The two areas worth flagging as near-future additions: AI-specific controls for staff using tools like ChatGPT with business data (shadow AI is a real and growing risk), and post-quantum cryptography preparedness for anything you’ll still be using in 2030. The latter is still primarily an enterprise concern but it’s worth reading our post-quantum roadmap to understand the timeline.

For UK businesses specifically, there’s one other thing worth considering: Cyber Essentials certification. It’s essentially this checklist, audited and certified by an accredited body — useful for winning government contracts and often a discount-earning control on cyber insurance quotes. We cover the path from self-assessment to Cyber Essentials Plus in our UK Cyber Essentials guide.

Frequently asked questions

How much should a small business spend on cybersecurity?
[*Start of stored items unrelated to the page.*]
Issue #154, opened 2015-09-09
ReadTheDocs build failure due to h5py


aphearin:
RTD fails to build because of the following problem:

In file included from /tmp/pip-build-7QvtZH/h5py/h5py/defs.c:279:0:
    /tmp/pip-build-7QvtZH/h5py/h5py/api_compat.h:27:18: fatal error: hdf5.h: No such file or directory
     #include "hdf5.h"
                      ^
    compilation terminated.

The complete RTD traceback appears below. The only solution for this has been to simply remove h5py from the install requirements and list it as an optional dependency. However, Halotools makes essential use of h5py, so I'd *really* like to avoid this. 

cc @eteq 

You are using pip version 7.1.0, however version 7.1.2 is available.
You should consider upgrading via the 'pip install --upgrade pip' command.
DEPRECATION: --download-cache has been deprecated and will be removed in the future. Pip now automatically uses and configures its cache.
Requirement already satisfied (use --upgrade to upgrade): numpy in /usr/lib/python2.7/dist-packages (from -r docs/rtd-pip-requirements (line 1))
Requirement already satisfied (use --upgrade to upgrade): matplotlib in /usr/lib/pymodules/python2.7 (from -r docs/rtd-pip-requirements (line 2))
Requirement already satisfied (use --upgrade to upgrade): Cython in /home/docs/checkouts/readthedocs.org/user_builds/halotools/envs/master/lib/python2.7/site-packages (from -r docs/rtd-pip-requirements (line 3))
Requirement already satisfied (use --upgrade to upgrade): astropy-helpers in /home/docs/checkouts/readthedocs.org/user_builds/halotools/envs/master/lib/python2.7/site-packages (from -r docs/rtd-pip-requirements (line 4))
Requirement already satisfied (use --upgrade to upgrade): astropy in /home/docs/checkouts/readthedocs.org/user_builds/halotools/envs/master/lib/python2.7/site-packages (from -r docs/rtd-pip-requirements (line 5))
Requirement already satisfied (use --upgrade to upgrade): scipy in /usr/lib/python2.7/dist-packages (from -r docs/rtd-pip-requirements (line 6))
Collecting h5py (from -r docs/rtd-pip-requirements (line 7))
  Using cached h5py-2.5.0.tar.gz
Requirement already satisfied (use --upgrade to upgrade): python-dateutil in /usr/lib/python2.7/dist-packages (from matplotlib->-r docs/rtd-pip-requirements (line 2))
[...]

PR #298, opened 2016-01-11
Make h5py a travis dependency

eteq:
This implements a change to the tests that I discussed earlier today with @aphearin: it adds `h5py` as a dependency for the travis tests.  Testing `h5py` functionality is generally desired because basically the only reason h5py is not a required dependency is because it won't build on RTD.

This also adds an additional Travis build that's the same as the standard py2.7 build *except* that it does *not* have `h5py` this is here to make sure that an "accidental" dependency isn't injected (e.g., a module-level import of `h5py`), as in that case the RTD builds will start failing.

### DIFF
--- a/.travis.yml
+++ b/.travis.yml
@@ -33,7 +33,7 @@ env:
         # For this package-template, we include examples of Cython modules,
         # so Cython is required for testing. If your package does not include
         # Cython code, you can set CONDA_DEPENDENCIES=''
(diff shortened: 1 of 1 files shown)


aphearin:
Great, thanks @eteq for hopping right on this and making informative in-line comments.

stefco:
Not sure if you found a better fix, but see #154 for officially sanctioned solution

PR #326, opened 2016-01-31
Correct doc for _get_fname() method.

nbeckman:
If I'm understanding things correctly, this comment is backwards.


aphearin:
Thanks, @nbeckman

PR #330, opened 2016-02-02
Mock factory memory improvements

aphearin:
Previously, when populating mocks, the *entire* halo catalog was bound to the mock object. This memory usage was needless. Now only the rows passing the appropriate cuts are stored, and also only the columns required by the model. This should reduce the dominant source of memory usage of the mock factories factory by a few hundred percent. 

CC @mjvakili - this is a pre-requisite to implementing the sample variance feature we have been discussing, but it should immediately improve the memory leak issue you may have been encountering.

### DIFF
--- a/.travis.yml
+++ b/.travis.yml
@@ -31,7 +31,7 @@ env:
         - SETUP_CMD='test'
         - PIP_DEPENDENCIES=''
         # Here we list the dependencies to be installed that are in conda
-        - CONDA_DEPENDENCIES='cython scipy beautifulsoup4 requests matplotlib h5py'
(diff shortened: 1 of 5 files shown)


rainwoodman:
When we run halotools via the nbodykit wrapper we see the memory usage increase every time mock.populate is rerun. I think it is related to this. I am working on a reproducible test case, but any insights?

aphearin:
@rainwoodman - does the memory usage taper off after a few repetitions, or grow without bound? I think @johannesulf has reported a related issue before?

rainwoodman:
It doesn't taper off. See #917

PR #331, opened 2016-02-02
Fix overflowing text in sphinx sidebar

eteq:
This PR fixes the long-standing problem of long strings in the docs overflowing. Before:
image

After:
image

I'll issue a PR against the astropy-helpers on this so that it goes more widely, so it might be better to hold off on that if this gets merged in there quickly.  But if you want to do a release or just send around cleaner docs before then, then this can just be merged.


eteq:
fix for the helpers is in astropy/astropy-helpers#217

PR #340, opened 2016-02-04
Update helpers to version with fix for overflowing documentation

eteq:
This PR just updates halotools' helpers to include the fix from astropy/astrop-helpers#217

This should do the same thing as #331, but using the updated helpers instead of customizing halotools' css.  So this closes #331 (i.e., #331 should not be merged assuming this works).


eteq:
Oops, looks like #331 got merged before this - just added a commit undoing #331 just so it isn't "double-solved"

PR #401, opened 2016-03-03
Add precompute_RR feature into tpcf

aphearin:
This PR introduces an additional feature to the tpcf function: you can now optionally pass in a set of pre-computed random pairs. This feature is useful for MCMC applications populating multiple simulation volumes, as is currently being done by @mjvakili and @changhoonhahn.


aphearin:
@mjvakili, @changhoonhahn, I'm merging this in to master now.

PR #127, opened 2026-06-15
docs: restructure README for onboarding — TOC, Install, agent quickstart, hybrid retrieval

vinaykakade:
Reworks the README so a first-time reader (we're opening the repo to early users) sees what infino is, why to use it, and how to start — fast.

## Changes

- **Opening** leads with the value proposition (one engine for SQL + full-text + vector over a single copy of data on object storage) and a **"Why infino"** list led by best performance-per-dollar. Adds CI + license badges and a **Contents** TOC.
- **Install** section: `pip install infino` / `npm install infino` / `cargo add infino`.
- **Quickstart** — an agent retrieving over a knowledge base (`docs` table), showing all three paths: `bm25_search` (keyword), `vector_search` (vector), and `query_sql` (SQL filter), in Python, Node, and Rust. Copy-pastable: embeddings use a small, clearly labeled stand-in so it runs as-is.
- **Architecture** section folds in the old Links (overview / superfile / supertable), links preserved.
- **SQL joins across tables** now shows the end-to-end hybrid retrieval an agent actually does: BM25 + vector candidates fused with reciprocal-rank fusion (`FULL OUTER JOIN` on `_id`) and joined to a `sources` provenance table — with notes on swapping in a real embedding model. Replaces the old authors/posts example.

## Notes

- The README is the crate doc (`#![doc = include_str!("../README.md")]`), so the Rust quickstart and the hybrid-join example are **runnable doctests** — `make doctest` passes (16/16), so both examples are verified to execute against the engine.
- Docs-only; no code or public-API changes. Merged latest `main`.

### DIFF
--- a/README.md
+++ b/README.md
@@ -59,7 +59,7 @@ infino = "0.1"
 
 ## Quickstart
 
-A memory store for your agent: persist what it learns on object storage, then recall the most relevant pieces to ground the next model call. One table holds the text and its embedding, indexed for both keyword and vector retrieval, with SQL over the same rows — no second system to sync. The backend is chosen by the connection URI (`memory://`, a local path, `s3://…`, `az://…`).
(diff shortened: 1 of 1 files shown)


pratyushlokhande (approved):
Tested on python sdk. It's working.

PR #131, opened 2026-06-15
chore ci: fail ci if test coverage drops below 90

Pranav2612000:


savannahar68 (approved):

Makefile
```diff
@@ -29,7 +29,7 @@ test:
 
 # Coverage (cargo-llvm-cov; install: cargo install cargo-llvm-cov)
 coverage:                      # CI gate: ≥90% overall + lcov.info for codecov upload
-	cargo llvm-cov --summary-only --features test-helpers
+	cargo llvm-cov --summary-only --features test-helpers --fail-under-lines 90
```
vinaykakade: Lines by default also count test lines as well. It can be turned off by annotating test functions with coverage(off) -- but it is only in nightly.

Let us fail under 90% lines as well as under 90% function coverage. We'll need to get the current coverage above these numbers before this PR can be checked-in.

Realistic spend for a small business implementing this checklist is £40–£100 per employee per month, all-in, including endpoint protection, password manager, backup, cyber insurance, and security awareness training. For a 10-person business, that’s roughly £5,000–£12,000 per year. Compare against the average cost to a UK small business of a single breach, which runs £4,200 in direct costs alone, with the true cost often considerably higher once lost time, lost customers, and reputation damage are factored in.

Do I really need all ten of these, or can I skip some?

Items 1–5 are non-negotiable — MFA, password manager, backup, patching, endpoint protection. Items 6–10 scale with business size and risk. A sole trader with no employees doesn’t need quarterly phishing simulations; a 30-person professional services firm absolutely does. Cyber insurance makes more sense as revenue grows.

Is antivirus enough, or do I need EDR?

For a business of fewer than five people with no regulated data, good antivirus (even Windows Defender, kept current) is probably sufficient. Above that, or for anyone handling client financial or health data, EDR is the right call. The gap between the two matters most during a novel attack that doesn’t match existing signatures.

What about compliance frameworks — Cyber Essentials, ISO 27001, SOC 2?

These aren’t substitutes for this checklist; they’re more formal versions of it. Cyber Essentials is the UK baseline and is genuinely useful for small businesses. ISO 27001 and SOC 2 are substantially more work and generally only worthwhile if clients are demanding them. If you’re implementing this checklist well, you’re already 70% of the way to Cyber Essentials certification.

How often should I review this checklist?

Treat the control state as a running review. Monthly: confirm patches are current, confirm backups are running. Quarterly: review admin access, test a backup restore, run a phishing simulation. Annually: renew cyber insurance, review the incident response plan, audit password manager coverage. The goal is that none of this becomes a once-a-year scramble — it should be ongoing background hygiene.